Directions for this task: Could you print every line from the first one of the records below through the line containing "Considering the max", with both included and nothing else?

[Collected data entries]
PR #1894, opened 2023-02-20
PMax Assets: Change the max number of image assets to be the shared max across the same group

eason9487:

This PR implements a part of Assets form in 📌 [Assets form and related components](https://github.com/woocommerce/google-listings-and-ads/issues/1787#fe-misc) in #1787.

This PR changes the implementation to share the maximum number of image assets across all types of **marketing** image assets.
- Add a new prop `props.reachedMaxNumberTip` to ImagesSelector component.
- Change the default of `maxNumberOfImages` prop to -1 for ImagesSelector since 0 will be a valid max value.
- Change the max number of image assets to be the shared number across the same group of types.
- Add the tip to the add button in the asset images selector when the selected number of images reaches the shared max.
- Replace the hard-coded number in `getImageSharedMaxHelpContent` with the actual shared max value.

### Screenshots:

image

https://user-images.githubusercontent.com/17420811/220082073-9fcc422c-3819-440b-a4a7-2bd0dd942b52.mp4

💡  Considering the max limit of 20 is not that easy to test, it would be easier by changing the number in the following line to a smaller one:

https://github.com/woocommerce/google-listings-and-ads/blob/3ca5e71b58a863bfab520bd8143493ad3709374e/js/src/components/paid-ads/assetSpecs.js#L147

2. Manage the assets of "Landscape", "Square" and "Portrait" images to see if the shared max number work correctly.
3. When reaching the max number, it should show a tip floating on the "Add image" button after hovering on the disabled button.

### Additional details:

Detailed context:
- Main discussion thread: pcTzPl-12o-p2#comment-2268
- Adopted solution: pcTzPl-12o-p2#comment-2281

### DIFF
--- a/js/src/components/paid-ads/assetSpecs.js
+++ b/js/src/components/paid-ads/assetSpecs.js
@@ -9,6 +9,12 @@ import { Fragment, createInterpolateElement } from '@wordpress/element';
  */
 import { ASSET_FORM_KEY } from '.~/constants';
 
+/**
+ * @typedef {import('.~/components/types.js').AssetGroupFormValues} AssetGroupFormValues
+ */
+
+const sharedMaxSymbol = Symbol( 'sharedMax' );
+
 const ASSET_DISPLAY_URL_PATH_SPECS = [
 	{
 		maxCharacterCount: 15,
@@ -32,7 +38,6 @@ const ASSET_MARKETING_IMAGE_SPECS = [
 	{
 		key: ASSET_FORM_KEY.MARKETING_IMAGE,
 		min: 1,
-		max: 8,
 		imageConfig: {
 			minWidth: 600,
 			minHeight: 314,
@@ -58,7 +63,6 @@ const ASSET_MARKETING_IMAGE_SPECS = [
 	{
 		key: ASSET_FORM_KEY.SQUARE_MARKETING_IMAGE,
 		min: 1,
-		max: 8,
 		imageConfig: {
 			minWidth: 300,
 			minHeight: 300,
@@ -84,7 +88,6 @@ const ASSET_MARKETING_IMAGE_SPECS = [
 	{
 		key: ASSET_FORM_KEY.PORTRAIT_MARKETING_IMAGE,
 		min: 0,
-		max: 4,
 		imageConfig: {
 			minWidth: 480,
 			minHeight: 600,
@@ -139,6 +142,11 @@ const ASSET_LOGO_SPECS = [
 ];
 
 // The max number of asset images is shared across different types of asset images.
+// Therefore, the shared max numbers are set to each group array via the Symbol,
+// and the groups are shown in the structure of the below `ASSET_IMAGE_SPECS_GROUPS`.
+ASSET_MARKETING_IMAGE_SPECS[ sharedMaxSymbol ] = 20;
+ASSET_LOGO_SPECS[ sharedMaxSymbol ] = 5;
+
 const ASSET_IMAGE_SPECS_GROUPS = [
 	ASSET_MARKETING_IMAGE_SPECS,
 	ASSET_LOGO_SPECS,
@@ -371,17 +379,40 @@ const ASSET_TEXT_SPECS = [
 		);
 	}
 
+	/**
+	 * Gets the current maximum number of this type of asset images.
+	 *
+	 * @param {number} sharedMax The shared maximum number of the grouped types of image assets.
+	 * @param {Object[]} specs The image specs in the same group.
+	 * @param {AssetGroupFormValues} values The assets form values to be calculated for the occupied number of asset images.
+	 * @return {number} The current maximum number of this type of asset images.
+	 */
+	function getMax( sharedMax, specs, values ) {
+		return specs.reduce( ( remaining, spec ) => {
+			if ( spec.key === this.key ) {
+				return remaining;
+			}
+
+			const occupied = Math.max( spec.min, values[ spec.key ].length );
+			return remaining - occupied;
+		}, sharedMax );
+	}
+
 	ASSET_IMAGE_SPECS_GROUPS.forEach( ( specs ) => {
 		// Currently, the PMax Assets feature in this extension doesn't offer managing the landscape_logo
 		// asset but only the logo asset. So the logo asset shares the total number of images by itself.
 		// To avoid confusing extension users, the UI and wording are shown the shared max concept when
 		// the number of manageable images in the same group is > 1.
 		const shownAsSharedMax = specs.length > 1;
+		const sharedMax = specs[ sharedMaxSymbol ];
+
 		const help = getImageHelpContent( specs, shownAsSharedMax );
 
 		specs.forEach( ( spec ) => {
 			spec.subheading = getSubheading( spec, shownAsSharedMax );
 			spec.help = help;
+
+			spec.getMax = getMax.bind( spec, sharedMax, specs );
 		} );
 	} );
 
--- a/js/src/components/paid-ads/assetSpecs.js
+++ b/js/src/components/paid-ads/assetSpecs.js
@@ -116,7 +116,6 @@ const ASSET_LOGO_SPECS = [
 	{
 		key: ASSET_FORM_KEY.LOGO,
 		min: 1,
-		max: 5,
 		imageConfig: {
 			minWidth: 128,
 			minHeight: 128,
@@ -417,6 +416,12 @@ const ASSET_TEXT_SPECS = [
 		);
 
 		specs.forEach( ( spec ) => {
+			// Currently, the logo asset is not shown as shared max on UI, so it still needs to
+			// set `spec.max` for generating its subheading.
+			if ( ! shownAsSharedMax && Number.isInteger( sharedMax ) ) {
+				spec.max = sharedMax;
+			}
+
 			spec.subheading = getSubheading( spec, shownAsSharedMax );
 			spec.help = help;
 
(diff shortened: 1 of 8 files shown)


puntope:
https://user-images.githubusercontent.com/5908855/220559751-dcf20af3-5e24-4e44-b75d-34cedea8915b.mov

Not sure if this is the targeted behaviour but I expected the tips to disappear.  Didn't go deeper on it, but seems for me that when the mouse goes down the tip doesn't disappear correctly. 

Update: I see you're using `<AppTooltip>` so maybe there is an issue there. Not sure.

puntope:
This is more an UX issue I'd say...but there we go.

- Lets have a limit of 4  in ASSET_MARKETING_IMAGE_SPECS
- You have 1 pic in Portrait, 2 in landscape and 1 in square. (so total 4)
- Buttons are disabled and tip says "You have reached the maximum of 4 total ad images. Please remove some images to continue uploading." Ok. Makes sense
- Then I remove 1 image in Portrait. The button in Portrait is enabled again. Ok.
- However, the buttons in Landscape and Square are still disabled. I guess because a minimum of one Portrait is required so doesn't makes sense to enable Landscape and Square buttons. Thats ok still
- The problem for me is the message in the tip is  still "You have reached the maximum of 4 total ad images. Please remove some images to continue uploading.". Which is not true since I have 3 images. 

Not sure if my point is clear. I hope it's. Otherwise I'd try to rephrase it a bit. 

P.S. Maybe a quick fix would be to add. "Notice that this maximum includes the required minimum images in your assets." Or something like that maybe better written by UX team. I think you can get the point.

puntope:
Another issue I see:

- Let's have a limit of 2 for ASSET_LOGO_SPECS
- The limit works but the copy in Logo shows "Up to 5"

Screenshot 2023-02-22 at 12 19 08

js/src/components/paid-ads/assetSpecs.js
```diff
@@ -9,6 +9,12 @@ import { Fragment, createInterpolateElement } from '@wordpress/element';
  */
 import { ASSET_FORM_KEY } from '.~/constants';
 
+/**
+ * @typedef {import('.~/components/types.js').AssetGroupFormValues} AssetGroupFormValues
+ */
+
+const sharedMaxSymbol = Symbol( 'sharedMax' );
```
puntope, line 16: ❓  Whats the advantage of the symbol here?

puntope: I see you mentioned something [here](https://github.com/woocommerce/google-listings-and-ads/pull/1894/files#diff-151d3ef49a9966c58a144e85b30c5fcea9eaa4f6d93ff302c7031c89a5d05dc2R145)

But not sure yet why we cannot use a traditional   ` const SHARED_MAX_KEY = 'SHARED_MAX_KEY'`

eason9487: Generally, one of `Symbol` uses is hidden from any mechanisms other code will typically use to access the object. That explicitly indicates a form of weak encapsulation or a weak form of information hiding.

Here the concept and implementation of the shared max numbers are encapsulated within the `assetSpecs` module, and they are not expected to be accessed directly from outside as the exposed constant is `ASSET_IMAGE_SPECS` and the overall of its array items don't have the same context of the shared max numbers.

Thus, the `Symbol( 'sharedMax' )` is a good fit.

eason9487:

> Not sure if this is the targeted behaviour but I expected the tips to disappear. Didn't go deeper on it, but seems for me that when the mouse goes down the tip doesn't disappear correctly.
> 
> Update: I see you're using `<AppTooltip>` so maybe there is an issue there. Not sure.

`Tooltip` component [won't handle the `onMouseLeave` event for a disabled child](https://github.com/WordPress/gutenberg/blob/%40wordpress/components%4019.17.0/packages/components/src/tooltip/index.js#L193-L201) to hide the popover. Although `AppTooltip` wraps a div as the passed child to `Tooltip` and `onMouseLeave` handler can be bound to the wrapper div, a disabled button still won't be triggered the `onMouseLeave` event.

I guess it could be better by workarounds in GLA:
1. Make the wrapper div have a bigger floating placeholder so that the bound `onMouseLeave` handler will have a bigger chance to be triggered.
2. Add another event handler to `window` and remove the whole `<AppTooltip>` when it fulfills somewhat state.

But it probably won't be handled in this PR, or even it would be nicer to be addressed from upstream.

---

> Another issue I see:
> 
> * Let's have a limit of 2 for ASSET_LOGO_SPECS
> * The limit works but the copy in Logo shows "Up to 5"

From the perspective of the `getSubheading` function, it only knows the concept of `shownAsSharedMax`, and all things about max and shared max should still work well if someday the `landscape_logo` asset is added to `ASSET_LOGO_SPECS`.

Nevertheless, it will be nicer to make it a single source of truth and also address the potential problem you found. Adjusted in https://github.com/woocommerce/google-listings-and-ads/pull/1894/commits/f523303887c644e0276dcdeb869e3c4c6ba44ec1.

---

> This is more an UX issue I'd say...but there we go.
> 
> * Lets have a limit of 4  in ASSET_MARKETING_IMAGE_SPECS
> * [...]
> * Then I remove 1 image in Portrait. The button in Portrait is enabled again. Ok.
> * However, the buttons in Landscape and Square are still disabled. I guess because a minimum of one Portrait is required so doesn't makes sense to enable Landscape and Square buttons. Thats ok still
> * The problem for me is the message in the tip is  still "You have reached the maximum of 4 total ad images. Please remove some images to continue uploading.". Which is not true since I have 3 images.
> [...]
> P.S. Maybe a quick fix would be to add. "Notice that this maximum includes the required minimum images in your assets." Or something like that maybe better written by UX team.

I couldn't reproduce the case with the same steps but I guess you were referring to the following situation, right?


This is a good catch, thanks! I will forward it to the designer to see if they want to adjust the wording.

puntope (approved):
✅  LGTM

- Pending to verify the copy with UX
- Pending to improve the AppTooltip

MatthiasReinholz:
> > This is more an UX issue I'd say...but there we go.
> > 
> > * Lets have a limit of 4  in ASSET_MARKETING_IMAGE_SPECS
> > * [...]
> > * Then I remove 1 image in Portrait. The button in Portrait is enabled again. Ok.
> > * However, the buttons in Landscape and Square are still disabled. I guess because a minimum of one Portrait is required so doesn't makes sense to enable Landscape and Square buttons. Thats ok still
> > * The problem for me is the message in the tip is  still "You have reached the maximum of 4 total ad images. Please remove some images to continue uploading.". Which is not true since I have 3 images.
> >   [...]
> >   P.S. Maybe a quick fix would be to add. "Notice that this maximum includes the required minimum images in your assets." Or something like that maybe better written by UX team.
> 
> I couldn't reproduce the case with the same steps but I guess you were referring to the following situation, right? 
> 
> This is a good catch, thanks! I will forward it to the designer to see if they want to adjust the wording.

@eason9487 I just spoke with Nikki about this issue.
What about this solution:
- portrait images upload is disabled until at least one landscape + one square image is uploaded
- the tooltip for the portrait images upload button mentions that you can only upload a portrait image once you have uploaded at least one landscape + one square image

eason9487:
Hi @MatthiasReinholz, thanks for the idea.

> I just spoke with Nikki about this issue. What about this solution:
> 
> * portrait images upload is disabled until at least one landscape + one square image is uploaded
> * the tooltip for the portrait images upload button mentions that you can only upload a portrait image once you have uploaded at least one landscape + one square image

Unfortunately, this approach probably won't go well if I understood it right.

Take the same limit of total 4 images as premise and proceed with the possible steps:
1. Portrait button is disabled
1. Select 2 landscape images
1. Select 1 square image
1. Portrait button is enabled
1. Select 1 portrait image
1. All buttons are disabled
1. Unselect 1 square image

At this moment, the selected images are 2 landscape and 1 portrait. What will be the next action to be done via the code?
1. Enable all buttons
   - It allows to select invalid combinations like 2 landscape and 2 portrait images
   - After trying to submit, the user is told they did the wrong selection
   - It may frustrating the user as the UI allows they select the invalid combinations and then unfairly claims they did the wrong thing
2. Enable landscape and square buttons and also unselect 1 portrait image
   - Auto-unselect may surprise the user
   - It may frustrating the user as later they need to select again the portrait image they had previously selected
3. Enable square button
   - This goes into the same state as the screenshot in [this comment](https://github.com/woocommerce/google-listings-and-ads/pull/1894#issuecomment-1439874287)

---

Another possible steps:
1. Portrait button is disabled
1. Select 3 landscape images

At this moment, what will be the next action to be done via the code?
1. No action
   - It allows to select the invalid combination - 4 landscape images
2. Disable square button
   - This goes into a similar state as the screenshot in [this comment](https://github.com/woocommerce/google-listings-and-ads/pull/1894#issuecomment-1439874287)

---

The primary thing that might confuse users is that the total number of image in the popover of the disabled buttons may not be the same as the actual total number selected. Considering that the possibility of users entering this state is basically low, even after they entered, there is only an extremely low chance that they don't know how to continue to complete the assets form. Because
- There is the text "At least 1 required" on the square field
- After try to submit, the page will scrolls the user to the position of the square field, and there are a "1 issue" label and a "Add at least 1 square image" error message on it
- The user can still change to any other combinations
- The current implementation won't let the user select an invalid combination

Therefore, based on the current implementation, unless there is still time for performing a larger scope of UI redesign, I would still recommend adjusting the wording in the popover of the disabled buttons.

MatthiasReinholz:
> Therefore, based on the current implementation, unless there is still time for performing a larger scope of UI redesign, I would still recommend adjusting the wording in the popover of the disabled buttons.

@eason9487 thanks for the explanations!

Can you make the tooltip show text that will be different based on the condition?
As long as there is not at least one landscape and one square image, we could always make the tooltip say something like "You need to upload at least one square image and one landscape image to proceed."

eason9487:
Hi @MatthiasReinholz,

> Can you make the tooltip show text that will be different based on the condition?
> As long as there is not at least one landscape and one square image, we could always make the tooltip say something like "You need to upload at least one square image and one landscape image to proceed."

Yes, it can be conditional. Nikki has provided the new wording. I'll adjust it later.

The answer:
PR #1894, opened 2023-02-20
PMax Assets: Change the max number of image assets to be the shared max across the same group

eason9487:

This PR implements a part of Assets form in 📌 [Assets form and related components](https://github.com/woocommerce/google-listings-and-ads/issues/1787#fe-misc) in #1787.

This PR changes the implementation to share the maximum number of image assets across all types of **marketing** image assets.
- Add a new prop `props.reachedMaxNumberTip` to ImagesSelector component.
- Change the default of `maxNumberOfImages` prop to -1 for ImagesSelector since 0 will be a valid max value.
- Change the max number of image assets to be the shared number across the same group of types.
- Add the tip to the add button in the asset images selector when the selected number of images reaches the shared max.
- Replace the hard-coded number in `getImageSharedMaxHelpContent` with the actual shared max value.

### Screenshots:

image

https://user-images.githubusercontent.com/17420811/220082073-9fcc422c-3819-440b-a4a7-2bd0dd942b52.mp4

💡  Considering the max limit of 20 is not that easy to test, it would be easier by changing the number in the following line to a smaller one:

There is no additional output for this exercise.